In the front end of the development, especially in the front end of the game development process, many scenes request centroid of a polygon. For example, in constructing the map consist of polygons, for aesthetic purposes we need to place names marked on the map of the center of mass, the polygon game gravitational field needs to be calculated in accordance with the movement of the centroid. This article details the thinking process of solving the polygon centroid.

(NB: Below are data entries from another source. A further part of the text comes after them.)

PR #94, opened 2019-04-03
feature/ST 157 https server

james-simpson-ST:
This is a working https server but I have not been able to test with an Apple device as I am not working from home today. I have got it to the point where there is no errors in chrome when calling ApplePay but that is as far as I can test

### DIFF
--- a/package.json
+++ b/package.json
@@ -11,7 +11,7 @@
   "scripts": {
     "build": "webpack --config webpack.prod.js",
     "start": "webpack-dev-server --color --progress --config webpack.dev.js",
-    "example": "live-server ./dist --port=9090 --host=localhost --no-browser",
+    "example": "ws --rewrite '/* -> /dist/$1' --https",
     "prod": "npm run build",
     "test": "jest --watch",
     "coverage": "jest --coverage",
@@ -49,7 +49,7 @@
     "jest": "^24.5.0",
     "jest-each": "^24.0.0",
     "jest-fetch-mock": "^2.1.1",
-    "live-server": "^1.2.1",
+    "local-web-server": "^2.6.1",
     "mini-css-extract-plugin": "^0.5.0",
     "node-sass": "^4.11.0",
     "postcss-import": "^12.0.1",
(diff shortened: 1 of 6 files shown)


james-simpson-ST:
N.B. I will also be updating the test framework to use https on the other repo

package.json
```diff
@@ -11,7 +11,7 @@
   "scripts": {
     "build": "webpack --config webpack.prod.js",
     "start": "webpack-dev-server --color --progress --config webpack.dev.js",
-    "example": "live-server ./dist --port=9090 --host=localhost --no-browser",
+    "example": "ws --rewrite '/* -> /dist/$1' --https",
```
pgs-gmartowski: how should I start application now to have https available ? I start only `example` profile and has some npm errors

james-simpson-ST:
The build is failing for the same tests as the apple pay branch and so we can pull this into the apple pay branch in it's current state of not passing the build

webpack.dev.js
```diff
@@ -7,7 +7,8 @@ module.exports = merge(common, {
   devtool: 'inline-source-map',
   devServer: {
     contentBase: './dist',
-    port: 8080,
+    port: 8443,
```
pgs-gmartowski: why exactly this port number ?

package.json
james-simpson-ST: Can you send me the traceback

You should also be able to run npm start as it should be able to run using the dev server still

webpack.dev.js
james-simpson-ST: On linux 443 is a protected port which only root can start, 8443 is commonly used for testing https via a port that doesn't need root to start the server

pgs-gmartowski: ok, thx :)

package.json
pgs-gmartowski: that's weird, now it's working:/ maybe I've got some problems with npm (I'm switching branches all the time).

pgs-gmartowski:
@james-simpson-ST  approved

package.json
aaron-moore-ST: I have had some trouble with needing an npm install after switching branches if they have different packages being added, that could be what you ran into.

pgs-gmartowski: yup, I think that could be the reason

PR #118, opened 2019-04-17
ST-183 New card images

pgs-gmartowski:


pgs-gmartowski:
> I had only one comment about images compression. Grzegorz is checking now if we can lower the size of this file.

@pgs-kzasada, @aaron-moore-ST It looks that images are now a bit smaller and have same quality :)

PR #119, opened 2019-04-18
Feature/st 116 applepay endpoint overridden

pgs-gmartowski:


src/core/integrations/ApplePay.class.ts
```diff
@@ -47,18 +47,19 @@ class ApplePay {
...
   public buttonStyle: string;
   public merchantId: string;
+  public merchantSession: any;
   public messageBus: MessageBus;
   public paymentRequest: any;
   public placement: string;
   public session: any;
-  public sitereference: string; // possibly not needed
-  public sitesecurity: string;
+  public sitereference: string; // ???
```
pgs-kzasada: @pgs-gmartowski could you confirm with Aaron if it is needed?

src/core/integrations/ApplePay.class.ts
```diff
@@ -280,7 +281,22 @@ class ApplePay {
   public onPaymentAuthorized() {
     this.session.onpaymentauthorized = (event: any) => {
       this.session.completePayment({ status: ApplePaySession.STATUS_SUCCESS, errors: [] });
-      this.setNotification(NotificationType.Success, Language.translations.PAYMENT_AUTHORIZED);
+      this.stTransportInstance
```
pgs-kzasada: Please move all the logic to `Payment` class. In my opinion, sending AUTH request and handling responses should be in the `Payment` class.

src/core/integrations/ApplePay.class.ts
james-simpson-ST: This shouldn't be needed as it will already be provided inside the merchant generated JWT and so doesn't need to be included again

src/core/integrations/ApplePay.class.ts
james-simpson-ST: Agreed, one place for AUTH requests, step payment logic and response handing :)

src/core/integrations/ApplePay.class.ts
```diff
@@ -280,7 +281,22 @@ class ApplePay {
...
+          walletsource: this.validateMerchantRequestData.walletsource,
+          walletmerchantid: this.validateMerchantRequestData.walletmerchantid,
+          walletvalidationurl: this.validateMerchantRequestData.walletvalidationurl,
+          walletrequestdomain: this.validateMerchantRequestData.walletrequestdomain
+        })
+        .then(() => {
+          this.setNotification(NotificationType.Success, Language.translations.PAYMENT_AUTHORIZED);
+        })
+        .catch(() => {
+          this.setNotification(NotificationType.Error, Language.translations.PAYMENT_AUTHORIZED);
```
james-simpson-ST: Shouldn't this be PAYMENT_DECLINED? Or maybe the field errorMessage in the response object from the ST server. Or is this down to STJS-25 once the above refactoring into the Payment class has been completed?

src/core/integrations/ApplePayMock.class.ts
```diff
@@ -0,0 +1,122 @@
+import { environment } from '../../environments/environment';
+import { NotificationType } from '../models/NotificationEvent';
+import Language from '../shared/Language';
+import ApplePay from './ApplePay.class';
+import DomMethods from '../shared/DomMethods';
+
+/**
+ * Mocked version of Apple Pay setting test environment for Apple Pay automated tests.
+ */
+class ApplePayMock extends ApplePay {
```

First, from a simple system to start
The figure is a system consisting of a, b two dots, wherein a mass of ma, b is a mass mb. We can balance the principle of leverage, we determined these two points of focus (to k). which is:
(k.x-a.x)mag1=(b.x-k.x)mbg2
k.x=(a.x*mag1+b.x*mbg2)/(mag1+mbg2)
A uniform gravitational field, i.e., like a case where g1 = g2, and center of gravity coincides with the center of mass, thus center of mass of this system is:
kx = (ax + BX * in * mb) / (at + mb)
Two systems, a plurality of points
1. three points
Add point c, point c is set at a mass mc, we put a, b as a subsystem, so that the quality of the subsystem mk, then mk = (ma + mb). The system is provided particle coordinate point l, the same manner can be deduced:
LX = (kx * mk + cx * mc) / (mk + mc) = (Ax * ma + bx * mb + cx * mc) / (ma + mb + mc);
ly = (ky * mk + Cy * mc) / (mk + mc) = (ay * ma + by * mb + Cy * mc) / (ma + mb + mc);
2. The plurality of points
By extension, we can find that there are n points of the center of mass of the system, where p1, p2 ... to coordinate the plurality of points, m1, m2 ... for the corresponding point of quality:
ln.x = (p1.x * m1 + p2.x * m2 + p3.x * m3 + ... + pn.x * mn) / (m1 + m2 + m3 + ... + mn); ln.y = (p1.y * m1 + p2.y * m2 + p3.y * m3 + ... + pn.y * mn) / (m1 + m2 + m3 + ... + mn);
Third, find the centroid of the triangle
Triangle centroid of triangle equivalent to the system by three vertices of the centroid, and the same quality of three vertices, i.e., ma = mb = mc, apply the above equation, we obtain:
x=(x1+x2+x3)/3; y=(y1+y2+y3)/3;
Fourth, find the centroid of a convex polygon
First consider the case where a quadrangle, we let each vertex mass is m, then the three points classified as system 1, system 2 is further classified point. Mass of the system 1 and system 2 and the centroid is known, according to the principle of the lever balance, can be obtained quadrilateral centroid:
x=(x1+x2+x3+x4)/4; y=(y1+y2+y3+x4)/4;
The same can be obtained by a convex polygon with n vertices centroid is:
x = (x1 + x2 + x3 + ... + xn) / n; y = (y1 + y2 + y3 + ... + a) / n;
Fifth, seeking concave polygon centroid
For concave polygon can not be calculated according to the above embodiment, as described above only considers the case where the point, but did not consider the pattern thereof. For concave polygon, the vertices of the same distribution, different compositions may be polygonal, their centroid vary greatly, as shown below:
For concave edge shape, we can put it into the system a plurality of triangles, where each triangle can be abstracted as a point p with the quality, the position of the point of the centroid of the triangle, and the triangle is proportional to the area of mass points, i.e., m = s * k.
The formula to solve the centroid of the system of n points, the concave edge shape can be obtained centroid Solving equation:
x=(p1.x*s1+p2.x*s2+p3.x*s3+...+pn.x*sn)/(s1+s2+s3+...+sn); y=(p1.y*s1+p2.y*s2+p3.y*s3+...+pn.y*sn)/(s1+s2+s3+...+sn);
Wherein p1, p2, p3 ... triangular centroid, s1, s2, s3 ... triangular area.
Of course, this formula can also find the centroid of a convex polygon.
Six technical knowledge
1. Known apex of the triangle area of a triangle seek
Can be calculated using the vector cross product of two sides of the triangular configuration wherein the reference: dot product and cross product
2. polygon triangulation
Solving concave polygon centroid, need more polygons into triangles, you can self-correlation algorithm search elements, then I will write a special article discussion.